Let $$T = \begin{pmatrix} a_1 & b_1 & ... & z_1 \\ a_2 & b_2 & ... & z_2\\ . & . &... & .\\ a_n & b_n & ... & z_n \end{pmatrix}$$

The range $R(T) = span \left\{ \begin{pmatrix} a_1 \\ a_2 \\ . \\ a_n \end{pmatrix} \begin{pmatrix} b_1 \\ b_2 \\ . \\ b_n \end{pmatrix} ... \begin{pmatrix} z_1 \\ z_2 \\ . \\ z_n \end{pmatrix} \right\}$.

A selection of linearly independent column vectors can form a basis for the range of $T$.

The annihilator $R(T)^0 = \{s : s \in W , r \in R(T), sr = 0\}$

The annihilator is the set of vectors $s$ that take every vector $r$ in the range to zero.

In this case $sr$ is a dot product.

$s.a = 0$, $s.b = 0$,...,$s.z = 0$.

$s$ are normal to the column vectors in $T$.

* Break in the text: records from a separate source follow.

Issue #1080, opened 2017-11-21
Use sdl linking for mkl


akoehn:
I noticed that dynet links directly against `mkl_intel_lp64 mkl_intel_thread mkl_core`, which somehow doesn't work with my use case (i.e. using the scala bindings and mkl).

I get the same error as described [in this intel forum post](https://software.intel.com/en-us/forums/intel-math-kernel-library/topic/733207) and the answer is to instead link against `mkl_rt`.

Linking against `mkl_rt` uses the [single dynamic library approach](https://software.intel.com/en-us/articles/a-new-linking-model-single-dynamic-library-mkl_rt-since-intel-mkl-103/), in which this library decides at runtime which "backend library" to use.

Changing this linking behavior can be achieved by switching the libraries in `CMakeLists.txt` lines 45 and 47.  I did this locally and it solves my issue.  However, I'm not sure enough of other implications to create a pull request directly.

neubig:
Could you create a pull request and we'll try it out ourselves? Thanks!

akoehn:
Done, see #1081

neubig:
Fixed by #1081

PR #1081, opened 2017-11-21
MKL: Link against mkl_rt instead of all libraries directly

akoehn:
Use the "single dynamic library" linking model of MKL, described here:
https://software.intel.com/en-us/articles/a-new-linking-model-single-dynamic-library-mkl_rt-since-intel-mkl-103/

See also #1080


neubig:
Thanks! I confirmed this works.

mattr1:
I can confirm this works on MSVC/Windows as well. I'm going to remove the MSVC conditional since it's now superfluous (yay!).

PR #1551, opened 2019-05-16
Make sure shared library looks like one

kwalcock:
Windows (10) will not do a System.load on a file that is not named like a loadable file.

### DIFF
--- a/contrib/swig/dynet_swig.i
+++ b/contrib/swig/dynet_swig.i
@@ -11,7 +11,7 @@
 %pragma(java) jniclasscode=%{
     static {
         try {
-            File tempFile = File.createTempFile("dynet", "");
+            File tempFile = File.createTempFile("dynet", ".dll");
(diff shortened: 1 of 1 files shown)


neubig:
Does this work on non-windows machines?

kwalcock:
Yes, neither MacOS nor Linux seem to care what the file is called, at least not the versions we tested, which were the current Mac version and Ubuntu 14, 16, and 18.

kwalcock:
And Ubuntu 19.

neubig:
Great, thanks!

submar:
> Great, thanks!

I used dynet recently and when I use  "model.load()" function, it got error " AttributeError: '_dynet.ParameterCollection' object has no attribute 'load'"   . Can I ask what happened?  
My version is the latest.
Thanks a lot!

kwalcock:
@submar, can you relate your question to this particular commit?  Is there any connection?

PR #1553, opened 2019-05-19
GPU support for C# + added device specification for numeric ecpression functions.

shaltielshmid:


neubig:
It looks like there are compile errors on linux. Could you check? Maybe to add an import of "assert"?

shaltielshmid:
Fixed

neubig:
Great, thanks! LGTM.

PR #1557, opened 2019-05-21
Add Rust bindings

chantera:
This PR adds the Rust bindings to use DyNet in Rust language.


neubig:
Great! I just browsed quickly, but I'm assuming they're functional. Thanks a lot for this contribution.

PR #1564, opened 2019-06-06
[typo-fix] In expr.h, tuntime_error -> runtime_error

harumo11:
Hello! developer of dynet.
Thanks for great library.

I found tiny typo in comment of expr.h.
So, I made this pull request.

**before**
Throws a tuntime_error exception if no computation graph is available

**after**
Throws a runtime_error exception if no computation graph is available


neubig:
Thanks!

PR #1565, opened 2019-06-06
Prediction is added to train_xor.cc

harumo11:
Hello, developer of dynet.
Thanks for great library.

Python XOR example has prediction function.
But C++ one doesn't have that function.

So, I added it in order to show how to predict using learned ComputationGraph.

**Concerns**
A file name is `train_xor` although it will have prediction function.
Should I make `predict_xor.cc` file instead of this pull request?

### DIFF
--- a/examples/xor/train_xor.cc
+++ b/examples/xor/train_xor.cc
@@ -65,6 +65,24 @@ int main(int argc, char** argv) {
     cerr << "E = " << loss << endl;
   }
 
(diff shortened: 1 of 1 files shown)


harumo11:
Hello, @neubig 

I could not figure out reasons that the CI test resulted in failure.
Could you take a look the result of CI test.

I know you are super busy. so I'll be waiting for you.
I'm glad if you give me some hints.

Thanks.

neubig:
Thanks!

PR #1576, opened 2019-07-26
Make sure ParameterStorageBase also uses shared pointer for Java interface

kwalcock:
Its subclasses are marked in dynet_swig.i as using shared pointers:

```
%shared_ptr(dynet::ParameterStorage)
%shared_ptr(dynet::LookupParameterStorage)
```
SWIG warns that the base class "is not similarly marked as a smart pointer".  The line below quiets the warning and also prevents crahes (because of double deletes?).
```
%shared_ptr(dynet::ParameterStorageBase)
```
An issue was filed previously and this will soon link to it.


kwalcock:
This addresses issue #1502.

kwalcock:
This is failing because of a python configuration issue unrelated to this PR.  The configuration should be fixed.

PR #1583, opened 2019-08-15
Batched matrix multiplication for CPU

### LINKED ISSUE #1354: Faster batched matrix multiply

artidoro:
Fixes #1354.

This PR adds batched matrix multiplication for CPU using MKL `sgemm_batch` (which is described [here](https://software.intel.com/en-us/mkl-developer-reference-c-cblas-gemm-batch)).

I ran a simple smoke test for batched matrix multiplication both with an without MKL and there was a performance improvement.

Related to #1355 which adds batched matrix multiplication for GPU.

### DIFF
--- a/dynet/matrix-multiply.h
+++ b/dynet/matrix-multiply.h
@@ -54,10 +54,38 @@ inline void MatrixMultiply(const Device_CPU & dev, const Tensor& l, const Tensor
       colbatch_matrix(y).noalias() += mat(l) * colbatch_matrix(r);
 
   } else {
-    // Otherwise, loop over the batches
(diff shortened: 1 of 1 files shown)


artidoro:
I think the build error is unrelated to my changes.

PR #1593, opened 2019-10-14
Add indices checking for parameters in model.cc

Dim131:
Currently, there is no index checking in gradient_l2_norm_dev and sometimes it could access elements beyond the end of the vector (when k1 = params.size() or k2 = lookup_params.size()).

To fix this, we introduce a simple bounds check.
 params.size() > k1
 lookup_params.size() > k2


kwalcock:
I was about to make a PR to fix this exact same problem.  It would have saved me a lot of time had this been merged a year ago.

PR #1614, opened 2020-07-06
Fix serious memory leak in code using CUDNN functionality

cydur:
When running convolutions with CUDNN then I lost about 1GB memory per hour.
I did the following to first get dynet to work with CUDA 10.2 and CUDNN 8.0.1 and then fix the main problem:

- CMakeLists.txt: Added RELWITHDEBINFO build target needed to get some performance even when debugging. Better options for RELEASE (-g removed) and DEBUG (-Og -g).
- cudnn-ops.cu: if CUDNN version is >= 8 then replace removed CUDNN API functions by new ones introduced in V7.
- devices.cc, nodes-conv2d.*, nodes-maxpooling2d.*: Ensure allocated memory is freed on destruction of objects.


neubig:
Many thanks, this is great!

PR #1627, opened 2021-01-17
Free memory for the correct variable

kwalcock:
Otherwise, memory of project_scratch is leaking and gradient_norm_scratch use will cause problems.


neubig:
Thank you!

kwalcock:
Likewise!

PR #502, opened 2015-04-01
Small fixes and improved parsing for models in the MMCIF parser, inserti...

biomadeira:
...on codes and line_counter.

I was having a problem in parsing some multiple model mmCIF structures. Particularly when the length of the models were variable. I ended up making a few additional changes for consistency mostly. 

Kind regards,
Fábio

### DIFF
--- a/Bio/PDB/MMCIF2Dict.py
+++ b/Bio/PDB/MMCIF2Dict.py
@@ -21,6 +21,8 @@ class MMCIF2Dict(dict):
             tokens = self._tokenize(handle)
             token = next(tokens)
             self[token[0:5]] = token[5:]
+            i = 0
+            n = 0
             for token in tokens:
                 if token == "loop_":
                     loop_flag = True
@@ -46,6 +48,8 @@ class MMCIF2Dict(dict):
                 else:
                     self[key] = token
                     key = None
+
+    # Private methods
 
     def _tokenize(self, handle):
         for line in handle:
--- a/Bio/PDB/StructureBuilder.py
+++ b/Bio/PDB/StructureBuilder.py
@@ -156,9 +156,8 @@ class StructureBuilder(object):
                     disordered_residue.disordered_add(new_residue)
                     self.residue = disordered_residue
                     return
-        residue = Residue(res_id, resname, self.segid)
-        self.chain.add(residue)
-        self.residue = residue
+        self.residue = Residue(res_id, resname, self.segid)
+        self.chain.add(self.residue)
 
     def init_atom(self, name, coord, b_factor, occupancy, altloc, fullname,
                   serial_number=None, element=None):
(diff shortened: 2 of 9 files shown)


JoaoRodrigues:
Looks good,  is there a multi model unit test in the suite? Otherwise we could add a small one.

biomadeira:
@JoaoRodrigues I extended testModel() in test_MMCIF.py with just another parsing step using one of structures which was failing. Both the structures pass now so I would assume I didn't break anything else in the process... Just for sanity I ran the other PDB tests and it seems to be fine. All fine in Travis as well.
Thanks

Bio/PDB/MMCIF2Dict.py
```diff
@@ -47,6 +49,8 @@ def __init__(self, filename):
                     self[key] = token
                     key = None
 
+    # Private methods
```
peterjc: Methods with a single leading underscore are by Python convention private, so the comment is redundant (but harmless)

Bio/PDB/StructureBuilder.py
```diff
@@ -196,15 +195,15 @@ def init_atom(self, name, coord, b_factor, occupancy, altloc, fullname,
                                   % (duplicate_fullname, fullname,
                                      self.line_counter),
                                   PDBConstructionWarning)
-        atom = self.atom = Atom(name, coord, b_factor, occupancy, altloc,
-                                fullname, serial_number, element)
+        self.atom = Atom(name, coord, b_factor, occupancy, altloc,
+                         fullname, serial_number, element)
```
peterjc: Is the good reason for adding a new public attribute ``.atom`` here?

biomadeira: @peterjc It doesn't make much difference, as we are initiating self.atom anyway in that 
`atom = self.atom = Atom()`
But I think I changed it by looking at the style used in init_chain() and init_residue() where the self.chain/residue were used...

peterjc: Sorry, yes - it was already exposed as ``.atom``. My mistake.

The old version just used the local variable ``atom`` as an alias, which would be very slightly faster than ``self.atom``.

peterjc:
@JoaoRodrigues are you happy to handle this PR?

JoaoRodrigues:
Sounds good to me, I'm testing it now on a few cases here.

Em qui, 2 de abr de 2015 às 11:03, Peter Cock <notifications@github.com>
escreveu:

JoaoRodrigues:
Good to go on my side.

peterjc:
Thank you both - merged to master. See also https://github.com/biopython/biopython/commit/b31c789c903ed157a0e0ff545b424500a9d15591

biomadeira:
No problem and thanks to you both ;)

PR #350, opened 2014-07-10
Add MAF support to AlignIO

adamnovak:
This would close #5, which has been open for a couple of years.

I've taken the MAF support that @polyatail wrote and merged it against the current mainline Biopython. All the relevant unit tests pass.

Is there anything blocking the merge of this code? I really need MAF support, and I'm sure others would like to have it too.

PR #503, opened 2015-04-03
Updated the MafIO.py from 2012

blaiseli:
I tried to make the MAF parser more internally consistent with respect to start end end coordinates and checked that the alignments returned by `MafIndex.search` and `MafIndex.get_spliced` were correct.

The code seems functional, I used it for a project.
I didn't check whether it complied with some Biopython standards or something, though.


blaiseli:
I just saw that another pull request existed from july 2014 proposing the integration of the MAF parser to Biopython. I had done some searches before starting to work on my own fork, and the only thing I found was the old 2012 version from polyatail, not the re-worked version from Adam Nowak. Is MAF support available or not in the main Biopython distribution as of now (april 2015) ?

adamnovak:
As far as I know, #350 or an alternative PR still has not been merged, and MAF IO support is still not in mainline biopython.

I'm not sure what's going on with this PR on pypy3 with sqlite, but something is broken.

Issue #510, opened 2015-04-08
GenBank parser runs into infinite loop


kblin:
While parsing input files that for some reason end while in the Features table, the GenBank code designed to skip empty lines triggers an infinite loop.

Pull request with a patch coming up.

peterjc:
Closed with merge of #511, thanks.

PR #511, opened 2015-04-08
GenBank: Avoid infinite loop while parsing

kblin:
While parsing input files that for some reason end while in the Features
table, the GenBank code designed to skip empty lines triggered an
infinite loop.

This patch fixes the infinite loop by breaking out of the "consume empty
lines" loop when readline() returns '' (readline()'s way of
saying "end of file") while still supporting the original "consume empty
lines" use case where readline() will return '\n'.

Please note that the provided test case causes the unpatched code to get
stuck in an infinite loop without the provided patch.
This fixes issue #510.


peterjc:
Thank you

$$T^t = \begin{pmatrix} a_1 & a_2 & ... & a_n \\ b_1 & b_2 & ... & b_n\\ . & . &... & .\\ z_1 & z_2 & ... & z_n \end{pmatrix}$$

$$N(T^t) = \{w: T^tw = 0, w \in W\}$$

$T^tw = 0$ solves for $w.a = 0$, $w.b = 0$ ... $w.z = 0$.

$w$ are normal to the row vectors in $T^t$.

So the spans of $s$ and $w$ are identical, they solve the same equations.

$$N(T^t) = R(T)^0$$

Generalizing. The annihilators of $R(T)$ are normal to the basis of $R(T)$. The null space vectors of $T^t$ are normal to the same vectors.